**What this task involves:** How does the data below read from its first line through the line containing "Update JWT documentation"? Print those lines exactly.
--------------------------------
PR #1124, opened 2025-04-14
update JWT realm docs to include at+jwt support

richard-dennehy:
Update JWT documentation to mention `at+jwt` support introduced [here](https://github.com/elastic/elasticsearch/pull/126687)

Rendered [here](https://docs-v3-preview.elastic.dev/elastic/docs-content/pull/1124/deploy-manage/users-roles/cluster-or-deployment-auth/jwt#jwt-validation-header)

PR #1229, opened 2025-04-22
Revert "update JWT realm docs to include at+jwt support"

shainaraskas:
Reverts elastic/docs-content#1124

need to wait for 9.1


leemthompo (approved):
Thanks for catching this and sorry for the noise

PR #1242, opened 2025-04-23
Add link to shared FS troubleshooting from system config page

kilfoyle:
This adds a tip on the [Important system configuration](https://www.elastic.co/docs/deploy-manage/deploy/self-managed/important-system-configuration) page to the shared file system page, since users may encounter some difficulty with that specific scenario.

Requested by @tailorzed 

---

screen

### DIFF
--- a/deploy-manage/deploy/self-managed/important-system-configuration.md
+++ b/deploy-manage/deploy/self-managed/important-system-configuration.md
@@ -25,6 +25,10 @@ The following settings **must** be considered before going to production:
 For examples of applying the relevant settings in a Docker environment, refer to [](/deploy-manage/deploy/self-managed/install-elasticsearch-docker-prod.md).
 :::
 
+:::{tip}
+If you plan to use shared filesystem repositories, there are a few things to be aware of. Refer to [](/deploy-manage/tools/snapshot-and-restore/shared-file-system-repository.md) for guidance and troubleshooting tips.
+:::
+
 ::::{admonition} Use dedicated hosts
 :::{include} _snippets/dedicated-hosts.md
 :::


shainaraskas:
I don't think this note is targeted enough. Why do we need it on this page? What settings does it impact? The link doesn't really clarify this for me.

tailorzed:
hey @shainaraskas,

I could have used a more exact link, sorry.

I was trying to point out the note [here](https://www.elastic.co/guide/en/elasticsearch/reference/8.17/snapshots-filesystem-repository.html#_troubleshooting_a_shared_file_system_repository):

>Many NFS implementations match accounts across nodes using their numeric user IDs (UIDs) and group IDs (GIDs) rather than their names. It is possible for Elasticsearch to run under an account with the same name (often elasticsearch) on each node, but for these accounts to have different numeric user or group IDs. If your shared file system uses NFS then ensure that every node is running with the same numeric UID and GID, or else update your NFS configuration to account for the variance in numeric IDs across nodes.

Maybe this needs a permalink to be linked easier.

This issue could happen any time Customer uses shared filesystem (yes, this is not on us, but neither like setting swap :) ).

I hope this clear the intention!

kilfoyle:
> Why do we need it on this page? What settings does it impact?

@shainaraskas I gather that this page is about hardening for production and not just about specific settings, so it seems to me that users in that flow who are using NFS should be guided toward the caveats for that. However, I'm not very familiar with these docs. Please let me know if there's somewhere more appropriate for the tip and I'll move it over, and of course I can rephrase it as well. Btw, I tried linking to the anchor for the troubleshooting section but that didn't seem to work, so I just linked to the main page.

kilfoyle:
Ah, I see there's a Production guidance section, so maybe that would be a better fit.

shainaraskas:
I think this info needs to be as close to the info about the user that needs to run the node as possible, but we don't really have guidance about this in a central place (and very few pieces of info at all other than discouraging `root`). 

I agree that it probably belongs in this section (prod guidance is generally related to resilience, scaling, and performance), but we might need a page that talks about all of the requirements for the user that will run the service in the section. we could swap this to an issue to see if we can build out an mvp of that.

if we want to hack this in now, we need to specify that there are requirements specific to the NFS case for the user running elasticsearch, then link to the relevant section. I wonder if it might be worth making the nfs tip a prereq rather than a note in the troubleshooting section as well.

@eedugon let me know if any of this sounds incorrect

PR #1244, opened 2025-04-23
Creates UI copy request template

benironside:
Creates a UI copy request template for the docs-content repo. 

To preview the template, go to the code tab in this repo, switch to the `create-UI-copy-request-template` branch, then navigate to https://github.com/elastic/docs-content/blob/create-UI-copy-request-template/.github/ISSUE_TEMPLATE/ui-copy-request.yaml


.github/ISSUE_TEMPLATE/ui-copy-request.yaml
```diff
@@ -0,0 +1,99 @@
...
+
+        We need a final draft of the new UI copy no later than December 5, ideally by December 1. No differences between serverless/ESS. 
+
+        This is an urgent request, it would be great to have updated copy for A and B ASAP, since the original copy is already in production. No differences between serverless/ESS. 
+    validations:
+      required: true
+  - type: markdown
+    attributes:
+      value: |
+        Thanks for submitting this issue! Remember to contact a writer directly or to send a message in the #docs Slack channel.
```
jmikell821, line 99: I don't think we need the last part. 
```suggestion
        Thanks for submitting this issue! We'll be in contact shortly. 
```

.github/ISSUE_TEMPLATE/ui-copy-request.yaml
```diff
@@ -0,0 +1,99 @@
...
+    attributes:
+      label: Software version
+      description: Is this work targeted for a particular release version? If so, which one?
+      placeholder: |
+        For example:
+        "8.19.0"; 
+        "This feature has been in production since 8.15.0"; 
+        "N/A"
+    validations:
+      required: true
```
florent-leborgne, line 70: I think we can simplify this for UI copy and just request to provide the area. Because:
- "documentation set" isn't relevant in the context of UI copy
- "doc-set-differences", whether it's serverless or not isn't relevant in the context of UI copy
- "software-version" isn't relevant as we have a Timeline field already later in the form. Design tasks don't always have a release version set.

Instead we could request to specify the product area that is concerned to make sure the issue is routed to the right folks (we can discuss the options :D):

```suggestion
  - type: dropdown
    id: product-area
    attributes:
      label: Which product area does this mainly concern?
      options:
        - Cloud UI
        - Search solution
        - Observability solution
        - Security solution
        - Kibana Analytics (Discover, Dashboards...)
        - Kibana Management
        - Something else
      default: 0
    validations:
      required: true
```

florent-leborgne (commented):
Thanks for creating this!!

jmikell821 (approved):

PR #1246, opened 2025-04-24
Clarify replica shard allocation step in rolling restart procedure

rseldner:
Updates the restart documentation to specify that setting `cluster.routing.allocation.enable` to `primaries` disables **_replica_** shard allocation, not all shard allocation.

The phrase “disable shard allocation” seems to be a colloquial shorthand.  Those experienced with Elasticsearch may implicitly understand it refers to replica shards during restarts, but this can be unclear to newer users.

Historically (and TIL :bulb:), the restart procedures ([doc](https://www.elastic.co/guide/en/elasticsearch/reference/6.6/rolling-upgrades.html)) used the `none` setting to fully disable shard allocation, which matched the “disable shard allocation” phrasing .  In version 6.7, the recommended setting changed to `primaries` to allow primary shard allocation while avoiding unnecessary replica movement.  However, the descriptive text was not updated to reflect this change, leaving behind a vestigial phrase from earlier behavior.

Clarifying this language helps align the documentation with the actual behavior in the example API calls we provide and reduces the risk of misinterpretation (e.g., mistakenly using "none" instead of "primaries").


ywangd (approved):
LGTM

shainaraskas (approved):

PR #1266, opened 2025-04-25
Update frontmatter in ingest-pipelines sibling pages

lcawl:
While fixing URLS in Kibana doc link service, I saw https://www.elastic.co/docs/manage-data/ingest/transform-enrich/ingest-pipelines-serverless and https://www.elastic.co/docs/manage-data/ingest/transform-enrich/ingest-pipelines seem to have incorrect applies_to frontmatter.  This PR fixes the frontmatter to match the titles. If they're later consolidated into a single page, the frontmatter can be updated again.


kilfoyle (approved):
LGTM! 🌵 
Thanks for catching that!

karenzone (approved):
LGTM

Issue #2027, opened 2019-02-19
High priority fixes and improvements


mishmosh:
A set of highest-priority bugs and productivity improvements discovered after opening repos. We will start with the problems that will require more time to diagnose/support than to simply fix: things that are incorrect, cause crashes, etc.

phritz:
to be clear what we are looking for here:
- things that are relatively small in scope, <= 3 points
- anything that is incorrect wrt protocol (eg, wrong units)
- anything that is going to eat more helpdesk/slack time to explain/accommodate than it would take to fix
- things that are very confusing/annoying to users or devs
- any crashes, unexpected errors, etc.

anorth:
This epic was created in the wake of the open sourcing and initial release of go-filecoin, and has now served its purpose. We still have outstanding issues, but many are less well defined than this epic calls for, and we are no longer devoting explicit time to these issues, outside consideration of all the other things we could build or fix.

I'll close this issue now.

PR #2063, opened 2019-02-21
add command to track bandwidth usage

whyrusleeping:
In working on figuring out why filecoin is using such an absurd amount of bandwidth (hint: it rhymes with fee age tree), i wrote this to expose libp2p bandwidth metrics.

### DIFF
--- a/commands/main.go
+++ b/commands/main.go
@@ -113,6 +113,7 @@ NETWORK COMMANDS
--------------------------------
**Finished exercise:**
PR #1124, opened 2025-04-14
update JWT realm docs to include at+jwt support

richard-dennehy:
Update JWT documentation to mention `at+jwt` support introduced [here](https://github.com/elastic/elasticsearch/pull/126687)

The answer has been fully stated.